Pédale !
de Ludovic Piétu (Scénario), Jika (Dessin)

critiqué par Blue Boy, le 18 mai 2023
(Saint-Denis - - ans)


La note:  étoiles
L'histoire ordinaire d'un jeune gay provincial
Ludovic, troisième enfant d’une famille modeste, raconte son enfance sans turbulences dans le Loir-et-Cher (« ces chez gens-là on ne fait pas de manière ») jusqu’à ses premiers émois adolescents où il se sentait une attirance pour les garçons, sans vraiment oser le dire. Puis vinrent les années de fac où le jeune étudiant dût se résoudre à l’évidence : le temps était venu de faire son coming-out…

Sous ce titre un brin provocateur, se révèle le récit beaucoup plus sage d’un garçon qui a attendu d’avoir 23 ans pour faire son coming out. Pour tenter (peut-être) de comprendre, Ludovic Piétu s’est lancé dans une autobiographie où il évoque des tranches de vie depuis le plus jeune âge, avec une enfance ordinaire d’homo en devenir. La vague attirance qu’il ressentait pour les hommes se confirma au collège avec les premières branlettes sur le catalogue de la Redoute, attirance mise en veilleuse par son besoin d’être accepté par le groupe, de ne pas être étiqueté comme la « pédale » de service. Mais même si une fois à la fac, il continuait à lutter contre ses pulsions en adoptant un masque de normalité, son désir pour le sexe mâle venait sans arrêt frapper aux carreaux. Lui pourtant préférait jouer le rôle de l’hétéro de base, quitte à fantasmer sur du porno gay en faisant l’amour à sa copine…
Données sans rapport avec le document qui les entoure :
PR #3071, opened 2026-04-10
Release v10.15.0

jhkennedy:
I've confirmed in the ITS_LIVE test deployment that the max_vcpus are being set correctly, and the compute envs now show the `r6id[n]` instances.


Alex-Lewandowski (approved):
LGTM!

Disclaimer: I am not certain that I would recognize an issue in job_spec/INSAR_ISCE_BURST_EC2.yml beyond line 34.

Le dessin fluet et globalement minimaliste, sans être exceptionnel, n’est pas désagréable, mais convient tout à fait pour illustrer ces petites anecdotes pleines de légèreté, dans lesquelles tout homo se reconnaîtra plus ou moins. Chaque chapitre débute par une sorte d’inventaire en pleine page des objets permettant d’identifier l’époque où se déroulent les faits. On y verra entre autres des 45 tours de Madonna ou Stéph de Monac, un « walkman », un monopoly, des vidéos de « La Boum 2 », des exemplaires de « Honcho » jusqu'au calendrier (cultissime pour tout gay qui se respecte) des Dieux du stade, un flacon Allure de Chanel ou encore un CD de Jamiroquaï. Si le procédé est un peu facile, il charmera forcément les amateurs de madeleines de Proust. Le récit n’échappe pas à quelques longueurs dans son déroulé un peu aléatoire, et s’il se veut humoristique, on concèdera quelques sourires sans forcément être secoué par le fou-rire.

La qualité première de cet ouvrage est son authenticité, et la sincérité dont fait preuve Ludovic Piétu en préface, où il admet que son histoire « n’est pas si tragique » et même « plutôt banale », son but étant de « raconter comment ça se passe un coming-out, le dédramatiser et pourquoi pas en rire ».

Bref, c’est la jeunesse tout ce qu’il y a de plus ordinaire d’un homosexuel né à la fin du XXe siècle qui est décrite ici, avec ses contradictions et ses hantises, son épanouissement personnel brimé par le poids des conventions sociales. Ce témoignage un rien « bisounours » mais sans dramaturgie inutile s’avérera sans aucun doute utile pour les jeunes homos de province voire de « quartiers » qui peinent encore à s’affirmer dans leur identité, mais il pourrait manquer de consistance aux yeux des seniors de la communauté LGBT, même si bien sûr les questionnements de ce jeune gay qui se cherche, cette bagarre entre sa tête, son cœur et sa queue, ne sont pas dénués d’intérêt.